▶ **Try it**
Transcribe, word for word and with nothing extra, the line containing "(diff shortened: 1 of 2 files shown)" and each line that comes after it in the entries.

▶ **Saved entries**
PR #472, opened 2024-08-24
Patch block RLP decoding to handle addition of `PrevRandao` field

m-Peter:
## Description

The block structure has changed, and now includes a new field: `PrevRandao`.
Hence, we need to patch the RLP decoding for the blocks with the previous format, which lack the `PrevRandao` field. We also need to properly handle the block hash calculation, to not take into account this field, for past blocks.
______

For contributor use:

## Summary by CodeRabbit

- **New Features**
	- Enhanced error handling for block decoding processes.
	- Introduced a new `ToBytes` method for the `Block` structure to improve encoding capabilities.
	- Added support for an earlier block version with the `blockV0` type.

- **Bug Fixes**
	- Improved error management in block decoding to ensure robustness and clarity.

- **Tests**
	- Added a new test to validate decoding for past block formats, enhancing overall test coverage.

### DIFF
--- a/models/block.go
+++ b/models/block.go
@@ -29,16 +29,11 @@ func NewBlockFromBytes(data []byte) (*Block, error) {
 	var b *Block
 	err := rlp.DecodeBytes(data, &b)
 	if err != nil {
-		pastBlock := decodeBlockBreakingChanges(data)
-		if pastBlock == nil {
-			return nil, err
-		}
-		h, err := pastBlockHash(pastBlock)
+		pastBlock, err := decodeBlockBreakingChanges(data)
 		if err != nil {
 			return nil, err
 		}
 		b = pastBlock
-		b.hash = &h
 	}
 
 	return b, nil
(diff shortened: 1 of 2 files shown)


models/block.go
```diff
@@ -83,7 +78,21 @@ func decodeBlockEvent(event cadence.Event) (*Block, error) {
 	}, nil
 }
 
+// blockV0 lacks the PrevRandao field, that was included later
 type blockV0 struct {
+	Block             *blockV0Fields
```
m-Peter, line 83: For some strange reason, if we define the `blockV0` type as:
```go
type blockV0 struct {
	*blockV0Fields
	TransactionHashes []gethCommon.Hash
}
```
We get the following error:
```go
rlp: input string too short for common.Hash, decoding into (models.blockV0).TransactionHashes[1]
```
when decoding the block.
That's why it's best if we have a named field for `blockV0Fields`.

▶ **Task result**
(diff shortened: 1 of 2 files shown)


models/block.go
```diff
@@ -83,7 +78,21 @@ func decodeBlockEvent(event cadence.Event) (*Block, error) {
 	}, nil
 }
 
+// blockV0 lacks the PrevRandao field, that was included later
 type blockV0 struct {
+	Block             *blockV0Fields
```
m-Peter, line 83: For some strange reason, if we define the `blockV0` type as:
```go
type blockV0 struct {
	*blockV0Fields
	TransactionHashes []gethCommon.Hash
}
```
We get the following error:
```go
rlp: input string too short for common.Hash, decoding into (models.blockV0).TransactionHashes[1]
```
when decoding the block.
That's why it's best if we have a named field for `blockV0Fields`.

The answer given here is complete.